I know Gap insurance would have helped in this Case but there should be No Reason for it!!! You know that Ford Has to Be Able to Track the truck Somehow with the Technology we have now!

Sux Big Time!


----------



## prairiewolf (Feb 19, 2012)

ReidRH, my brother in-law had a new Dodge 4 wheel drive stolen a couple of years back. The insurance company did find it in Mexico but refused to go get it and told him he couldnt !!!


----------



## glenway (Mar 27, 2011)

Back in the 80s, I was working in downtown Detroit on a flat roof on a two-story building with my partner. Heard some noise at my ladder and before I could move, it disappeared. Right under the arm of a thief, as he ran away with it. Dang. How to get down now. No cell phones in those days.

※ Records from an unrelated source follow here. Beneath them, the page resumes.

PR #1923, opened 2016-05-26
Set push.storedPushData in serverInfo features if push is available

JeremyPlease:
It's assumed that when push is available, the pushHandler is used and data is saved in `_PushStatus` class.
This allows Parse Dashboard push history to be enabled: ParsePlatform/parse-dashboard#378


drew-gross:
Perfect. This way if people want to disable push statues because the collection gets too big, and they don't need them, they can do that without breaking the dashboard.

Jumped to a utility pole about 6 feet away and shimmied down. My pal was to scared to do what I did, so I had to buy a new extension ladder so he could get down.

Then we went looking for the scum, where we saw him running down an alley. All we got was a flat tire.

Good thing I didn't have a gun on me, 'cause I'd still be in jail.

Here's another...Back in the 80s, took my dog out for some exercise and when we got home it smelled like smoke. My dog was running up and down the stairs right away. Just missed the crooks that broke in while I was gone. They stole my coin collection.

Cops arrived and spoke to my daughter, who appeared to have slept through it all. Nope. She was an accomplice and told the cops where these 2 guys were hanging out. They had escaped from some juvenile home. Cops said they wouldn't go in the big woods where they had camped. The smoke smell was that of their campfire.

Put on my camo clothes and did what the cops wouldn't do and went looking for them. Didn't take a gun, because I didn't want to shoot them; just wanted my stuff back.

Saw 2 guys about a half mile down the railroad tracks carrying a bag. Drove to the police station and told them it looked like our suspects were leaving town.

I hid behind a building with the policeman and let the dopes come to us. Surprise! The officer pulled his sidearm on them and I took my stuff back. I held one while he cuffed the other one.

Kicked my daughter out of the house and still have the coins.


----------



## Larry (Dec 2, 2010)

I am fortunate this has never happened to me....YET!!!!

Seems like Cabelas has an issue with their cards as I think I read on this thread has 3 of you with issues...by by Cabela's Plastic if it were me.

Moreover one thread said use cash. That's not a bad idea but since most places wont accept anything over a $20.00 now days because of counterfeiting. A person would have a wad to carry on a trip. Plus if it's lost or stolen their in insurance unless it's your homeowners. Not to leave out this one if you don't camp.....today hotels demand you put a credit card on file.

You guys are all great predator hunters and trappers, remember that when you use plastic for a purchases. Because as we all know that thieves are opportunist just like the coyotes we pursue.


----------



## youngdon (Mar 10, 2010)

What is a $20.00 dollar bill ?


----------



## ReidRH (Feb 1, 2010)

A piece of paper worth about 20 cents now days! YD


----------



## Larry (Dec 2, 2010)

youngdon said:


> What is a $20.00 dollar bill


Time for some fun...new thread!!!


----------